(Exercise description): Set down exactly the lines from the one containing "Absolutely! There is" through the last line of the records below, both included, and nothing else.

Saved data entries
- - -
PR #558, opened 2023-09-26
Update notarization process (altool deprecated)

### LINKED ISSUE #506: Migrate from altool to notarytool for app notarization on MacOS
Apple has decided to stop support for `altool` in 2023-11-01. Instead, they urge users to switch to `notarytool`. Here's how other users have dealt with this: https://successfulsoftware.net/2023/04/28/moving-from-altool-to-notarytool-for-mac-notarization/

deeplow:
Following the deprecation notice of the Apple notarization tool 'altool', we're updating the instructions to reflect the change to the new tool 'notarytool'.

The migration process essentially required updating the commands and migrating credentials. It is documented in [1].

Fixes #506

[1]: https://developer.apple.com/documentation/technotes/tn3147-migrating-to-the-latest-notarization-tool

### DIFF
--- a/RELEASE.md
+++ b/RELEASE.md
@@ -197,8 +197,10 @@ To make a macOS release, go to macOS build machine:
 - Build machine must have:
   - Apple-trusted `Developer ID Application: Freedom of the Press Foundation (94ZZGGGJ3W)` code-signing certificates installed
 - Apple account must have:
-  - A valid application password for `altool` in the Keychain. You can verify
-    this by running: `xcrun altool --notarization-history 0 -u "<email>" -p "@keychain:altool"`
+  - A valid application password for `notarytool` in the Keychain. You can verify
+    this by running: `xcrun notarytool history --apple-id "<email>" --keychain-profile "dz-notarytool-release-key"`. If you don't find it, you can add it to the Keychain by running
+    `xcrun notarytool store-credentials dz-notarytool-release-key --apple-id <email> --team-id <team ID>`
+    with the respective `email` and `team ID` (the latter can be obtained [here](https://developer.apple.com/help/account/manage-your-team/locate-your-team-id))
   - Agreed to any new terms and conditions. You can find those if you visit
     https://developer.apple.com and login with the proper Apple ID.
 - Verify and checkout the git tag for this release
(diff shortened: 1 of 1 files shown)


RELEASE.md
```diff
@@ -207,15 +207,16 @@ To make a macOS release, go to macOS build machine:
...
+  * In the end you'll get a `REQUEST_UUID`, which identifies the submission. Keep it to check on its status.
   * You need to change the `<email>` in the above command with the email
     associated with the Apple Developer ID.
   * This command assumes that you have created, and stored in the Keychain, an
     application password associated with your Apple Developer ID, which will be
-    used specifically for `altool`.
-- Wait for it to get approved, check status with: `xcrun altool --notarization-history 0 -u "<email>" -p "@keychain:altool"`
+    used specifically for `notarytool`.
+- Wait for it to get approved, check status with: `xcrun notarytool info <REQUEST_UUID> --apple-id "<email>" --keychain-profile "dz-notarytool-release-key"`
+  * If it gets rejected, you should be able to see why with the same command
```
apyrgio, line 218: I think the user can see full info with the `log` command, instead of the `info` one. What's your experience there?

RELEASE.md
```diff
@@ -197,8 +197,8 @@ To make a macOS release, go to macOS build machine:
 - Build machine must have:
   - Apple-trusted `Developer ID Application: Freedom of the Press Foundation (94ZZGGGJ3W)` code-signing certificates installed
 - Apple account must have:
-  - A valid application password for `altool` in the Keychain. You can verify
-    this by running: `xcrun altool --notarization-history 0 -u "<email>" -p "@keychain:altool"`
+  - A valid application password for `notarytool` in the Keychain. You can verify
```
apyrgio, line 200: Would it make sense to say that, if the application password is not stored there, that the user can store it with `xcrun notarytool store-credentials dz-notarytool-release-key --apple-id <email> --team-id <team ID>`?

apyrgio (commented):
I have some very small comments, otherwise LGTM.

RELEASE.md
deeplow: `log` is terribly verbose. So I think for a summary the best one is `info`. But I added a note in 9c19776 in case someone wants to see the full log.

RELEASE.md
deeplow: Sure. I just added something like that in 20a05d39.

apyrgio: Nice, thanks.

apyrgio (approved):

PR #561, opened 2023-09-26
Qubes: Stream page data in real time

### LINKED ISSUE #557: Qubes: Report number of pages as early as possible
Report the number of pages as early as possible, instead of doing so at the end of the conversion, else the client-side timeouts logic (#446) may exit early at the first `read_int()` call. This touches a bit upon #443.

### LINKED ISSUE #560: Dangerzone may exclude the last page of a document
# Background

Dangerzone uses a tool called `pdftoppm` in order to convert a PDF document into pixels:

https://github.com/freedomofpress/dangerzone/blob/18b73d94b0b0eb5a1dc7d990ca64885f4963cdad/dangerzone/conversion/doc_to_pixels.py#L313-L319

The way we use `pdftoppm` is the following:

1. Provide the PDF document as an argument.
2. Provide a temporary directory where `pdftoppm` will write PPM files (one per page).
3. Ask `pdftoppm` to report progress in stderr. Progress reports are lines with the following format: `<page> <num_pages> <file>`
4. Register a callback handler for the stderr of `pdftoppm`, which will be called with each line of the progress report as an argument.
5. (callback handler) For each progress line, read the file with the PPM data and get the following info: page width, page height, RGB data
6. (callback handler) Write this data as separate files under `/tmp/dangerzone`, which is the directory that the second phase will use to convert pixels to PDF.

# Bug :lady_beetle: 

Let's dig deeper into how the callback handler is called. We have a generic function that reads lines from a command's output:

https://github.com/freedomofpress/dangerzone/blob/18b73d94b0b0eb5a1dc7d990ca64885f4963cdad/dangerzone/conversion/common.py#L66-L74

For each line, it appends it to a buffer, and then calls a callback function with the line as an argument.

What's the bug here? We **first** read the line, and **then** check if we reached EOF :facepalm:. So, it's possible that we read the last line of the stream, and then immediately discard it, because we have indeed reached EOF. This means that the callback handler will not be called, and we will not create the necessary files under `/tmp/dangerzone` for the last page.

# Impact

This bug was introduced in version 0.4.1 (aeeed411a07699795aefae9f3feab84200c136bd). Users of affected versions **may** have documents with the last page missing. This bug should not have any impact on the security of the sanitization.

During our QA we never stubled into this bug, and we don't have any report from our users hinting to such an issue. I only managed to trigger it today, while working on something that made the callback handler run twice as slow.

If you have been affected though, please let us know. In any case, we will fix this issue ASAP.

# Remediation

Change the order of the checks: **first** check if we are at EOF, and **then** read the line. Note that we can't check the output of `readline()` for EOF (i.e, `if line == ""`), because it will detect empty lines as EOF.

The fix for this bug will be included in the upcoming 0.5.0 release.

apyrgio:
Stream page data back to the caller, immediately after we read them from pdftoppm. This way, we have more accurate progress reports and timeouts.

**IMPORTANT:** This PR contains a fix for a grave bug (#560) that we uncovered will working on this issue, and is required for making this issue work.

Fixes #557
Fixes #560

### DIFF
--- a/dangerzone/conversion/doc_to_pixels.py
+++ b/dangerzone/conversion/doc_to_pixels.py
@@ -349,15 +349,21 @@ class DocumentToPixels(DangerzoneConverter):
             timeout=timeout,
         )
 
-        self.update_progress("Converted document to pixels")
-
-        # Move converted files into /tmp/dangerzone
-        for filename in (
+        final_files = (
             glob.glob("/tmp/page-*.rgb")
             + glob.glob("/tmp/page-*.width")
             + glob.glob("/tmp/page-*.height")
-        ):
+        )
+
+        # XXX: Sanity check to avoid situations like #560.
+        if not running_on_qubes() and len(final_files) != 3 * num_pages:
+            raise errors.PageCountMismatch()
+
+        # Move converted files into /tmp/dangerzone
+        for filename in final_files:
             shutil.move(filename, "/tmp/dangerzone")
+
+        self.update_progress("Converted document to pixels")
 
     async def install_libreoffice_ext(self, libreoffice_ext: str) -> None:
         self.update_progress(f"Installing LibreOffice extension '{libreoffice_ext}'")
--- a/dangerzone/conversion/doc_to_pixels.py
+++ b/dangerzone/conversion/doc_to_pixels.py
@@ -22,6 +22,27 @@ from .common import DangerzoneConverter, running_on_qubes
 
 
 class DocumentToPixels(DangerzoneConverter):
+    # XXX: These functions write page data and metadata to a separate file. For now,
+    # they act as an anchor point for Qubes to stream back page data/metadata in
+    # real time. In the future, they will be completely replaced by their streaming
+    # counterparts. See:
+    #
+    # https://github.com/freedomofpress/dangerzone/issues/443
+    async def write_page_count(self, count: int) -> None:
+        pass
+
+    async def write_page_width(self, width: int, filename: str) -> None:
+        with open(filename, "w") as f:
+            f.write(str(width))
+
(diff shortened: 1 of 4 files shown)


dangerzone/conversion/doc_to_pixels.py
```diff
@@ -326,16 +346,26 @@ def pdftoppm_progress_callback(line: bytes) -> None:
...
             + glob.glob("/tmp/page-*.width")
             + glob.glob("/tmp/page-*.height")
-        ):
+        )
+
+        # XXX: Sanity check to avoid situations like #560.
+        if len(final_files) != 3 * num_pages:
+            raise errors.UnexpectedConversionError(
+                "The final number of pages does not correspond to the page count of the"
+                " original document"
```
deeplow, line 359: I don't think this will reach the client. We only pass the error code. So we may want a dedicated error message for this edge-case.

deeplow, line 359: Now this part only makes sense in the containers version. Not sure why this didn't trigger the exception in Qubes now that it doesn't generate any files.

Should we add here a check to see if it's not running on Qubes?

deeplow (commented):
I really like this refactor. It'll help a lot when doing #443. I have some little comments

dangerzone/conversion/doc_to_pixels.py
apyrgio: ... damn. Yes, I guess I didn't test this part in Qubes. I'll add a fixup.

apyrgio: Fixed in ed6722a73fbaac070aecd90c4b8fd2f3dccaf78a

deeplow (approved):
LGTM

PR #564, opened 2023-10-02
Generalize "out of RAM" error to reflect other issues

deeplow:
When qrexec-client-vm fails, it could be a symptom of various issues:
  - the system being out of RAM
  - dz-dvm not existing

The exit code is the same in all cases (126), which makes it particularly tricky to solve in the client application. For this reason the approach is now to tell the user to see the Qubes error notification on the top right of their screen.

### DIFF
--- a/dangerzone/conversion/errors.py
+++ b/dangerzone/conversion/errors.py
@@ -24,7 +24,7 @@ class ConversionException(Exception):
         return subclasses
 
 
-class QubesNotEnoughRAMError(ConversionException):
+class QubesConversionStartFailed(ConversionException):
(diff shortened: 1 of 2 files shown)


dangerzone/conversion/errors.py
```diff
@@ -27,8 +27,8 @@ def get_subclasses(cls) -> List[Type["ConversionException"]]:
 class QubesNotEnoughRAMError(ConversionException):
```
apyrgio, line 27: Might be worth changing the name of the error class as well?

deeplow: You're right. How does `QubesConversionStartFailed` sound?

apyrgio (approved):

PR #566, opened 2023-10-02
Prevent PDF from overwriting num_pages in Qubes

### LINKED ISSUE #565: Qubes: maliciously creafted PDF could limit the number of pages converted
7 months ago in commit [aeeed4](https://github.com/freedomofpress/dangerzone/commit/aeeed411a07699795aefae9f3feab84200c136bd)
  - `search = re.search(r"^Pages: (\d+)", line)` got replaced with
  - `search = re.search(r"Pages:\s*(\d+)\s*\n", stdout.decode())`
This code parsed the output of `pdfinfo` and this meant that if the PDF had metadata called `Pages: 1`, the end "safe" pdf would be 1 page long, regardless of the original length. 

[This]([sample-pdf-1-page.pdf](https://github.com/freedomofpress/dangerzone/files/12781937/sample-pdf-1-page.pdf)) document is a proof of concept. It has 4 pages but when converted (in Qubes) it results in 1 page. **This is not security-critical** since the Qubes port is in alpha and with no security guarantees and in the containers version (Windows, macOS and Linux) it only affects the timeout.

A fix is pretty simple:

```diff
diff --git a/dangerzone/conversion/doc_to_pixels.py b/dangerzone/conversion/doc_to_pixels.py
index 38f16150..48f301dc 100644
--- a/dangerzone/conversion/doc_to_pixels.py
+++ b/dangerzone/conversion/doc_to_pixels.py
@@ -254,7 +254,7 @@ class DocumentToPixels(DangerzoneConverter):
             timeout=timeout,
         )
 
-        search = re.search(r"Pages:\s*(\d+)\s*\n", stdout.decode())
+        search = re.search(r"^Pages:\s*(\d+)\s*\n", stdout.decode(), re.MULTILINE)
         if search is not None:
             num_pages: int = int(search.group(1))
         else:
```

However, a more long-term fix is finding python bindings for `pdfinfo` or a similar tool with such bindings or python module.

deeplow:
This should only affect the alpha version of Qubes OS (in containers it only allows the attacker to control the timeout). In short, an attacker could have PDF metadata that would show before "Pages:" in the `pdfinfo` command output and this would essentially override the number of pages measured in the server. This could enable the attacker to shorten the number of pages of a document for example.

Fixes #565

### DIFF
--- a/dangerzone/conversion/doc_to_pixels.py
+++ b/dangerzone/conversion/doc_to_pixels.py
@@ -254,7 +254,7 @@ class DocumentToPixels(DangerzoneConverter):
             timeout=timeout,
         )
 
-        search = re.search(r"Pages:\s*(\d+)\s*\n", stdout.decode())
+        search = re.search(r"^Pages:\s*(\d+)\s*\n", stdout.decode(), re.MULTILINE)
         if search is not None:
             num_pages: int = int(search.group(1))
         else:


apyrgio (approved):
Looks good, thanks!

Issue #567, opened 2023-10-02
Qubes: address remaining error handling


deeplow:
This is a follow up from #430, which tackled most of the error handling in Qubes but not all.

- [ ] If we cannot start disposable qubes due to RAM issues, then the user will be bombarded with error messages.
  * We should check if it makes sense to stop after the first failed conversion, assuming that there are no transient issues with `qrexec`.
- [ ] Get notified about the command that failed while doing document conversion:
  * In practice, we have at most three commands that may run:
     1. [not required for PDFs] `libreoffice` , `gm`
     2. `pdfinfo`
     3. `pdftoppm`
    
     An error during `pdftoppm` is easy to detect, as we are in the middle of getting pages back. Errors between `pdfinfo` and `libreoffice` | `gm` are less easy to detect, so this still warrants a fix, although it's not very pressing. I'd move this to the stabilization effort as well.

PR #568, opened 2023-10-02
qubes: Display all errors in second stage

### LINKED ISSUE #430: Qubes: Error handling

apyrgio:
If a command encounters an error or times out during the second stage of
the conversion in Qubes, handle it the same way as we would have handled
it in the first stage:

1. Get its error message.
2. Throw an UnexpectedConversionError exception, with the original
   message.

Note that, because the second stage takes place locally, users will see
the original content of the error.

Refs #567
Closes #430

### DIFF
--- a/dangerzone/isolation_provider/container.py
+++ b/dangerzone/isolation_provider/container.py
@@ -352,7 +352,7 @@ class Container(IsolationProvider):
                 with open(log_path, "r", encoding="ascii", errors="replace") as f:
                     text = (
                         f"Container output: (pixels to PDF)\n"
-                        f"{PIXELS_TO_PDF_LOG_START}{f.read()}{PIXELS_TO_PDF_LOG_END}"
+                        f"{PIXELS_TO_PDF_LOG_START}\n{f.read()}{PIXELS_TO_PDF_LOG_END}"
                     )
                     log.info(text)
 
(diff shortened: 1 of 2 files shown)


deeplow (approved):
LGTM

PR #579, opened 2023-10-04
qubes: Clean up temporary files

### LINKED ISSUE #436: Qubes: allow parallel conversions

### LINKED ISSUE #575: Qubes: Clean up temporary files
Currently, our Qubes isolation provider and the `PixelsToPdf` converter use `/tmp/dangerzone` and `/tmp/page*` paths as their temporary storage space. The problem is that these paths are not cleared after a conversion, leading to stale files left behind.

apyrgio:
Create a temporary dir before the conversion begins, and store every file necessary for the conversion there. We are mostly concerned about the second stage of the conversion, which runs in the host. The first stage runs in a disposable qube and cleanup is implicit.

Fixes #575
Fixes #436

### DIFF
--- a/dangerzone/conversion/pixels_to_pdf.py
+++ b/dangerzone/conversion/pixels_to_pdf.py
@@ -17,22 +17,26 @@ from .common import DangerzoneConverter, running_on_qubes
 
 
 class PixelsToPDF(DangerzoneConverter):
-    async def convert(self, ocr_lang: Optional[str] = None) -> None:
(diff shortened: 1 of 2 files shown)


deeplow (approved):
LGTM!

PR #515, opened 2020-06-14
Periodically rezero the sensors if at all possible

asmodai27:
This still needs some tuning and testing, but the results are promising, and I want to get your feedback on the code so I can clean it up and we can decide whether we want to merge it for Wednesday's code freeze based on algorithm results rather than code quality.
Compared to previous versions, I changed the sensor re-zero class to work on dp rather than flow, which allowed me to keep current PressureDeltaToFlow and remove the flow deadband for volume integration (both can be put back but I wanted a version with as little change as possible it to ease comparison with the current algorithm).


jlebar:
Would you be willing to write down somewhere (ideally in the code) a high-level overview of the goal plus the strategy being employed to reach that goal?

asmodai27:
It is there but very scattered out... Will add a summary as intro to the class when on my computer (after day job), basically:

Observe the rolling average of the sensor readings. Every few cycles (exact number TBD, allowing rolling average to have filtered out the noise), check what the evolution of that average is, as well as whether any data point used to compute that rolling average can be attributed to signal rather than noise (data point is outside average +/- noise (from sensor characterization)).
If the average has changed only by a small amount (exact value TBD) and no point lies outside average +/- noise, compute a sensor offset that can be added to the sensor zero to correct that drift.
As I write this, I realize this means we may become blind to actual minute leaks, and this is something we need to consider.

jlebar:
OK!  To rephrase to make sure I'm understanding:

We observe a series of pressures p1, p2, pk, ..., pk+1, pn.  Let P be the average of {p1, ..., pk} and let P' be the average of {pk+1, ..., pn}.  We observe that all of p1, ..., pn are within the range P +/- noise.  And we also observe that P != P' -- that is, the average sensor reading changed over this period, but just a little bit.

In this case we will adjust the sensor's zero point, driving P' towards P.

Am I getting it right?

jlebar:
(Just looking at what we have to do, I'm thinking that this should wait until after covent, since it doesn't speak to any of the requirements.  WDYT?)

asmodai27:
> Am I getting it right?

Absolutely! There is another part that I will probably scrape (and so that I didn't describe here) that says that if P' by itself is close enough to zero to be drift only, we can consider it to be the new zero. I needed it to test without closed loop control with the full pneumatics, but it doesn't look necessary with the full system.

About the CoVent milestone, I believe this will help breath detection (which will be my next tests), but it is not yet certain.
- - -
(Expected output):
Absolutely! There is another part that I will probably scrape (and so that I didn't describe here) that says that if P' by itself is close enough to zero to be drift only, we can consider it to be the new zero. I needed it to test without closed loop control with the full pneumatics, but it doesn't look necessary with the full system.

About the CoVent milestone, I believe this will help breath detection (which will be my next tests), but it is not yet certain.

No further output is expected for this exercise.